[Records provided Boundary: Start]
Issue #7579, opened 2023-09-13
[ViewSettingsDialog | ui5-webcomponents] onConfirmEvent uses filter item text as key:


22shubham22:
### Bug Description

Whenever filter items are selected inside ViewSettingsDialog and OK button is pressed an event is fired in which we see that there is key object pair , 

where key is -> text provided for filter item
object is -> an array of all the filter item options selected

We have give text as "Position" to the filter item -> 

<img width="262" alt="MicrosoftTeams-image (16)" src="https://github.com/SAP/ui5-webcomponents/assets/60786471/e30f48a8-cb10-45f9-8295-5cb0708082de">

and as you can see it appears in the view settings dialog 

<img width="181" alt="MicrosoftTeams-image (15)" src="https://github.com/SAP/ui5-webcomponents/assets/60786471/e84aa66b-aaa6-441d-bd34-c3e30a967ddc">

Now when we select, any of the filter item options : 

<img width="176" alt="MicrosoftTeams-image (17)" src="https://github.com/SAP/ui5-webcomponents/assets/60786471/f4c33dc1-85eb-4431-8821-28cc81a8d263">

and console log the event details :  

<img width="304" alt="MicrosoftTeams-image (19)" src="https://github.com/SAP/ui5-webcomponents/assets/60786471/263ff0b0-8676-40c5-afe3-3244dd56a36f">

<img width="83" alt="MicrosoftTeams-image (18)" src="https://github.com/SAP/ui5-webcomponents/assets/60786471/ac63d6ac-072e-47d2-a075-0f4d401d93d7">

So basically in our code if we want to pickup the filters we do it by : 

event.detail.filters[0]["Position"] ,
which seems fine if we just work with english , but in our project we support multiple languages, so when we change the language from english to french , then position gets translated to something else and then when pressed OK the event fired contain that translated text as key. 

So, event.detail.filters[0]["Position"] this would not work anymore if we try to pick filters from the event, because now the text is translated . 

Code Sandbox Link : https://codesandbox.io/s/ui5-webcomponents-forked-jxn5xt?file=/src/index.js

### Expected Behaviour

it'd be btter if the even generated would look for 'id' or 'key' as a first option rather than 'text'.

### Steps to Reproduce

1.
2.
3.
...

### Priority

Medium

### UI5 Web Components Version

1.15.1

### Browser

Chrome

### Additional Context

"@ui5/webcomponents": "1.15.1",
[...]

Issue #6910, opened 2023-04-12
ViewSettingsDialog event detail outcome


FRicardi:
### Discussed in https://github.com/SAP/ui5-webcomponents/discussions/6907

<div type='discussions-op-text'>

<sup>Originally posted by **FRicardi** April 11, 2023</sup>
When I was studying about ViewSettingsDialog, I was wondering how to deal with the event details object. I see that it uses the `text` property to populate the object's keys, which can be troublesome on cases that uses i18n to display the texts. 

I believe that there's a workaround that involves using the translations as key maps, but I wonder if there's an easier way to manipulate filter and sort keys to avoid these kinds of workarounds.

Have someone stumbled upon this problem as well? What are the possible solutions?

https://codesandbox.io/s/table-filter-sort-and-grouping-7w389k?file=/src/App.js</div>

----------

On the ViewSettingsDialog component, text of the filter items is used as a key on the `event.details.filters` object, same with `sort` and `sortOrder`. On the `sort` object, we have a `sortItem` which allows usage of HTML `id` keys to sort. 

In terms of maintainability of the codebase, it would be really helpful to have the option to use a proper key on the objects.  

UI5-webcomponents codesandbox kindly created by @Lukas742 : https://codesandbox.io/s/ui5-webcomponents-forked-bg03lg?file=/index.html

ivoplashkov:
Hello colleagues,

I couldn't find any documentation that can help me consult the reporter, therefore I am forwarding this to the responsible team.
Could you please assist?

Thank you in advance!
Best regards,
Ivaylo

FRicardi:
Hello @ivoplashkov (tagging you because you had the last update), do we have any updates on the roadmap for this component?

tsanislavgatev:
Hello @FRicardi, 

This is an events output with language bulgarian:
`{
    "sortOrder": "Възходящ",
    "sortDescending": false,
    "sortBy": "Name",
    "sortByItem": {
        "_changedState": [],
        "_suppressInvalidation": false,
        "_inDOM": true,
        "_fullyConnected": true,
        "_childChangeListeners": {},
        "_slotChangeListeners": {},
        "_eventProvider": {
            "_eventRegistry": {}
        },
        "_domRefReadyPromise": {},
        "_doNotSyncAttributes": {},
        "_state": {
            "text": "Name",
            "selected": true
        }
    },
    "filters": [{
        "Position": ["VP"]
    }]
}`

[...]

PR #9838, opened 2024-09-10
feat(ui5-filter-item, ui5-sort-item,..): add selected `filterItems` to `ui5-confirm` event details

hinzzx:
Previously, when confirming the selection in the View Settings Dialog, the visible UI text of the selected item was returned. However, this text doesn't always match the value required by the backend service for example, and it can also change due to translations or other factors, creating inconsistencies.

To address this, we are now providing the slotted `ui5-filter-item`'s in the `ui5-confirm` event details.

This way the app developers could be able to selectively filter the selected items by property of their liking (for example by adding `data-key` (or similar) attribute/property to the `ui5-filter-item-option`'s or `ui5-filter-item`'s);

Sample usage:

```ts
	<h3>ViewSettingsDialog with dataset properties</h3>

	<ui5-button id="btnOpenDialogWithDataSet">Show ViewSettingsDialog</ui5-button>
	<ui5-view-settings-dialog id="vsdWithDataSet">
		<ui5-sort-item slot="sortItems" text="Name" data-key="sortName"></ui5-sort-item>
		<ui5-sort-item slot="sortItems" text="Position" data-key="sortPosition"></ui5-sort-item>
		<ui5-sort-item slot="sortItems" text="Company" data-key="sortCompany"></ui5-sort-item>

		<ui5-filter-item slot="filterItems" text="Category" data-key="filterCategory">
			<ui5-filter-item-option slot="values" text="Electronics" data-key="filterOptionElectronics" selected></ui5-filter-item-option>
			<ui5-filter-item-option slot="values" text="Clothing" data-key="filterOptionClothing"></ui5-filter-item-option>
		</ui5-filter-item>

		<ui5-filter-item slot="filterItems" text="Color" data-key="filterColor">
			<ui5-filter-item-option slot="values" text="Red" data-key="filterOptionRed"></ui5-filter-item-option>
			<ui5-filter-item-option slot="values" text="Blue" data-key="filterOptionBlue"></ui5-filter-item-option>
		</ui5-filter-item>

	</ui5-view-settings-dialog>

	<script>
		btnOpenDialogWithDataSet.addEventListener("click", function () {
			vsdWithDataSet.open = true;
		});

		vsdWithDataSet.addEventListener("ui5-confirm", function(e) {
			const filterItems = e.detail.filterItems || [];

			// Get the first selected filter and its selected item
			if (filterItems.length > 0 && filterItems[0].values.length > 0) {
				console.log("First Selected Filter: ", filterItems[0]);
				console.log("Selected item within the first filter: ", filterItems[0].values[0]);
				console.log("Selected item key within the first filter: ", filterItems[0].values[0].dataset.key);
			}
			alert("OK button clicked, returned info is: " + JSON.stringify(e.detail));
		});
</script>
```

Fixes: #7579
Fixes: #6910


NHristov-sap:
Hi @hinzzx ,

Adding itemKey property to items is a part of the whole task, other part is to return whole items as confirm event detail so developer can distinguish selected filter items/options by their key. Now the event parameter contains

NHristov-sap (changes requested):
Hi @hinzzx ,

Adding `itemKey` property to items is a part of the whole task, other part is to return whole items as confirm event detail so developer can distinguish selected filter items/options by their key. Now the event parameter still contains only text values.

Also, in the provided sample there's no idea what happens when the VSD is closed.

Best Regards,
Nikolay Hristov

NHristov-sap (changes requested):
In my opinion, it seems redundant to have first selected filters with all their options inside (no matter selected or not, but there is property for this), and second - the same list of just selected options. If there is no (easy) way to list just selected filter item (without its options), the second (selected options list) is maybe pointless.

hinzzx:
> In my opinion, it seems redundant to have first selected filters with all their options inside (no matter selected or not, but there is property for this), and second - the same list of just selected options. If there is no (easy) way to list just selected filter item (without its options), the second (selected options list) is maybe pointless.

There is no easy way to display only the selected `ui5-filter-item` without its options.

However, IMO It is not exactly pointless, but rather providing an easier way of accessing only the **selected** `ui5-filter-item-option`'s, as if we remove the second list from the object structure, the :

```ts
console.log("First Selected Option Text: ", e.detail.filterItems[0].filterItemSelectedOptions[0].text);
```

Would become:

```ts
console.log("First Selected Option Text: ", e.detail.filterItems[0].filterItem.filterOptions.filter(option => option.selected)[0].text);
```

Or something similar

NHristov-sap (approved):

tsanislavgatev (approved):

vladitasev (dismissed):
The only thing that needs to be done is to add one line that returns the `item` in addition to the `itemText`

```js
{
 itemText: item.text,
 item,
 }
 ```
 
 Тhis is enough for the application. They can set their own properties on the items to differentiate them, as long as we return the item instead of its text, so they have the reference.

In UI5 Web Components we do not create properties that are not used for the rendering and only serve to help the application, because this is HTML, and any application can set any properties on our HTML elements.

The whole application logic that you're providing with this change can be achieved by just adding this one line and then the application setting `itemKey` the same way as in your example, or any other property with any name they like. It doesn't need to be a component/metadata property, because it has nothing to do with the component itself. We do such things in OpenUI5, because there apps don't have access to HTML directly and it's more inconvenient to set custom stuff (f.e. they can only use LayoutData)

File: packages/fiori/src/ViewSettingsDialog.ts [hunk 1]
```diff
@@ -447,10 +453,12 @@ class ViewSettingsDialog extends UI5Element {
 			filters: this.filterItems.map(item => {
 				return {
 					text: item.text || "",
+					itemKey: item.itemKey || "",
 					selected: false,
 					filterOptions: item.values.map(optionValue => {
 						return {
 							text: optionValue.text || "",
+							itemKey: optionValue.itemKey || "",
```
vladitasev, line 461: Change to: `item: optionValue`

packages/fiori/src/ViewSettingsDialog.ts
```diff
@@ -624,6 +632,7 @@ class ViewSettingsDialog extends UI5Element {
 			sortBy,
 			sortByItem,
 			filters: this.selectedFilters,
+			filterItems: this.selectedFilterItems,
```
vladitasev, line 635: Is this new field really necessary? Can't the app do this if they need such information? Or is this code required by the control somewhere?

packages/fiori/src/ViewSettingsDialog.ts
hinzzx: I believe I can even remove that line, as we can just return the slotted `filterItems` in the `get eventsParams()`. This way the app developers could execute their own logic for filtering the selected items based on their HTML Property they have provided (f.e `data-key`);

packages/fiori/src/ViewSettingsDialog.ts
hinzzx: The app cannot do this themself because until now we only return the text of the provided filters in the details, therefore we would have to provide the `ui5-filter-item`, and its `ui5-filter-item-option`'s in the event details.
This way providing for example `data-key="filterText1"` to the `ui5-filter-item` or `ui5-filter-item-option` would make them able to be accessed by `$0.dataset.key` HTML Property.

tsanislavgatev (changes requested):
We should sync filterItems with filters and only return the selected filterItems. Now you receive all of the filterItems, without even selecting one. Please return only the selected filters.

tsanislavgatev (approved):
[Records provided Boundary: End]
> _Exercise goal_: Look through the entries and work out how many lines have the word "extends" in them; reply with that number only.

> _Output for this task_: 2